PR #78, opened 2020-11-10
[FIZZ-130] Add sync support to attendance_events

lalrg:


src/schoology-extractor/schoology_extractor/schoology_extract_facade.py
```diff
@@ -235,7 +235,24 @@ def get_attendance_events(
...
         events = self._client.get_attendance(section_id)
 
-        events_df = attendanceMap.map_to_udm(events, section_associations)
+        def _sync_wrapper(data: pd.DataFrame):
+            """ Attendance_events entity has a more complex mapping, for most
+            entities, sync process running before mapping is fine, but considering
+            the process involved for this entity, the mapper for attendance events
+            will accept an additional callable for sync process that will run when
+            the mapping process is ready
+            """
```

Exercise aim:
Until the last line is reached, keep transcribing the data exactly.

Result for this task:
PR #78, opened 2020-11-10
[FIZZ-130] Add sync support to attendance_events

lalrg:


src/schoology-extractor/schoology_extractor/schoology_extract_facade.py
```diff
@@ -235,7 +235,24 @@ def get_attendance_events(
...
         events = self._client.get_attendance(section_id)
 
-        events_df = attendanceMap.map_to_udm(events, section_associations)
+        def _sync_wrapper(data: pd.DataFrame):
+            """ Attendance_events entity has a more complex mapping, for most
+            entities, sync process running before mapping is fine, but considering
+            the process involved for this entity, the mapper for attendance events
+            will accept an additional callable for sync process that will run when
+            the mapping process is ready
+            """
```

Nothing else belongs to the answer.